- Input records -
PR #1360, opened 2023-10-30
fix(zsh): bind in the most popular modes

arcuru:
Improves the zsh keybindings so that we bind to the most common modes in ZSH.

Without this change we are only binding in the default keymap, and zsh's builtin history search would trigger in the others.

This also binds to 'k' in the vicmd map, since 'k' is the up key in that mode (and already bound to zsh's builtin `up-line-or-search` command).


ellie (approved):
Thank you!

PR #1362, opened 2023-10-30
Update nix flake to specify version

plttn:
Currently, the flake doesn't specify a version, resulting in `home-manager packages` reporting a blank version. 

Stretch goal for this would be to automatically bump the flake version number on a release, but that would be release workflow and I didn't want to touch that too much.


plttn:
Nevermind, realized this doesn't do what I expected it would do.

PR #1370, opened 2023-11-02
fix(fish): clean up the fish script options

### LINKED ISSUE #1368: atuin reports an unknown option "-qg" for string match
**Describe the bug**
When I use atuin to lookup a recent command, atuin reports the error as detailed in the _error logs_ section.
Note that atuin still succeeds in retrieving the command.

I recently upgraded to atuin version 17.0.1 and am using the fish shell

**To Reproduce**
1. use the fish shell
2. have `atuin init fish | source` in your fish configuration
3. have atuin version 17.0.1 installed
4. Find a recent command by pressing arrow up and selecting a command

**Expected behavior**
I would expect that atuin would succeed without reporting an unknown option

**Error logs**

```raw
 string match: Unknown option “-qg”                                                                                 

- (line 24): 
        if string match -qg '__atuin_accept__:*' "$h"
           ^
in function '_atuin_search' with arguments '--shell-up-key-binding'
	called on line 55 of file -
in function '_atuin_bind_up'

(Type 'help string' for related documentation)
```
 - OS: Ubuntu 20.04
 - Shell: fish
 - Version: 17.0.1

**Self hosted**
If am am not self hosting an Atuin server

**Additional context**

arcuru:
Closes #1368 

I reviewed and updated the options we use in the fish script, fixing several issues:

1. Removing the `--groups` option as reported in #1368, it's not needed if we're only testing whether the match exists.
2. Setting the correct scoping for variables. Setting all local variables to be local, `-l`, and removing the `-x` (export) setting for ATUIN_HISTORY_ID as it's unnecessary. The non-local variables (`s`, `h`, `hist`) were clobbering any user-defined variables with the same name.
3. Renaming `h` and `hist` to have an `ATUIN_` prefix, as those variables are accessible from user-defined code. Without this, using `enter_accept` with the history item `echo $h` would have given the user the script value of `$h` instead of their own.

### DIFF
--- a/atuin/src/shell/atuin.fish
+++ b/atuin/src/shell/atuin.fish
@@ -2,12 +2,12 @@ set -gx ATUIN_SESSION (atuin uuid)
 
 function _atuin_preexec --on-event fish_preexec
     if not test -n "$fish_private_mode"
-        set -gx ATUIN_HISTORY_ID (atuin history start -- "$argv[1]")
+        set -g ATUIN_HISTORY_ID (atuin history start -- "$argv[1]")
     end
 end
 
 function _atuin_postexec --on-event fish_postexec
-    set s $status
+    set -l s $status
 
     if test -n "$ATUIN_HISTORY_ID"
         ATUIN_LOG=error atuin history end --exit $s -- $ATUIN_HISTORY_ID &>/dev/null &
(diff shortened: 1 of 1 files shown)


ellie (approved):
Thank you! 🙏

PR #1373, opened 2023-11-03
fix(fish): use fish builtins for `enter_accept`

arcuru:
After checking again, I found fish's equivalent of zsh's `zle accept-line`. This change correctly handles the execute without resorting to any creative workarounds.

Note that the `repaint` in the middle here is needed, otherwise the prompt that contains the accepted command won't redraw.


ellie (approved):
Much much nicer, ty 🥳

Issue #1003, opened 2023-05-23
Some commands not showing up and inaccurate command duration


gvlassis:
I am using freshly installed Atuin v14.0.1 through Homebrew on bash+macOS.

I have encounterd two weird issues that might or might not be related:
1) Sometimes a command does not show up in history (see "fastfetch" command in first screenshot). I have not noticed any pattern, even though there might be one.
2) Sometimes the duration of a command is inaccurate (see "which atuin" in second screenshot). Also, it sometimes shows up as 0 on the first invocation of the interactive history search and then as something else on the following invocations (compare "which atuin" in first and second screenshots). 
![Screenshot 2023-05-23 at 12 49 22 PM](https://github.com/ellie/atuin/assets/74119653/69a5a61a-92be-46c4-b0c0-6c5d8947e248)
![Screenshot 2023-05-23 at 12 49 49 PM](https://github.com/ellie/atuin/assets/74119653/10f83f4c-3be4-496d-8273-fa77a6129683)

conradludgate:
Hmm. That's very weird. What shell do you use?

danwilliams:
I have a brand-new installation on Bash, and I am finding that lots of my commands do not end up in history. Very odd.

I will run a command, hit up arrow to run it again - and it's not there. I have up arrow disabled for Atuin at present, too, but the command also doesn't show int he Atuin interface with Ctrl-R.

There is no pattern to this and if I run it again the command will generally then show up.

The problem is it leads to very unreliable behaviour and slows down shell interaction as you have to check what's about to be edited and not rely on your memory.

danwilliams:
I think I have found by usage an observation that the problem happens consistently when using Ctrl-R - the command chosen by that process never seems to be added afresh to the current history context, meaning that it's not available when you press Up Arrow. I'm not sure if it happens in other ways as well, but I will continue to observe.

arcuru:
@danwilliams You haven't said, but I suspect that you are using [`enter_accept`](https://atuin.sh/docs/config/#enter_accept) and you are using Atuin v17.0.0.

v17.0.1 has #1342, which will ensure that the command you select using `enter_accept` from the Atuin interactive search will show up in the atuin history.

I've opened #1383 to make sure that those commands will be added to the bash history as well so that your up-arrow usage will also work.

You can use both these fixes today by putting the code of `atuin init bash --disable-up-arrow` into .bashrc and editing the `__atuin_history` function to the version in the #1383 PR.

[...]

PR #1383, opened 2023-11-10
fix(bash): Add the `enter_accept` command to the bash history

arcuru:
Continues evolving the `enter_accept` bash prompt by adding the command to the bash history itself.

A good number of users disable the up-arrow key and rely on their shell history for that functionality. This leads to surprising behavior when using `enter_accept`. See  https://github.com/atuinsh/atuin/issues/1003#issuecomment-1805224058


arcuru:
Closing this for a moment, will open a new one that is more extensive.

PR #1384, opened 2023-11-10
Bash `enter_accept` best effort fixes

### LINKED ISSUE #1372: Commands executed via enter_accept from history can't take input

- Aim of the task -
Produce only the lines from the line containing "- Version: 17.0.1" through the line containing "I reviewed and", inclusive of both, exactly as they stand in the entries above.

- Completed exercise -
 - Version: 17.0.1

**Self hosted**
If am am not self hosting an Atuin server

**Additional context**

arcuru:
Closes #1368 

I reviewed and updated the options we use in the fish script, fixing several issues:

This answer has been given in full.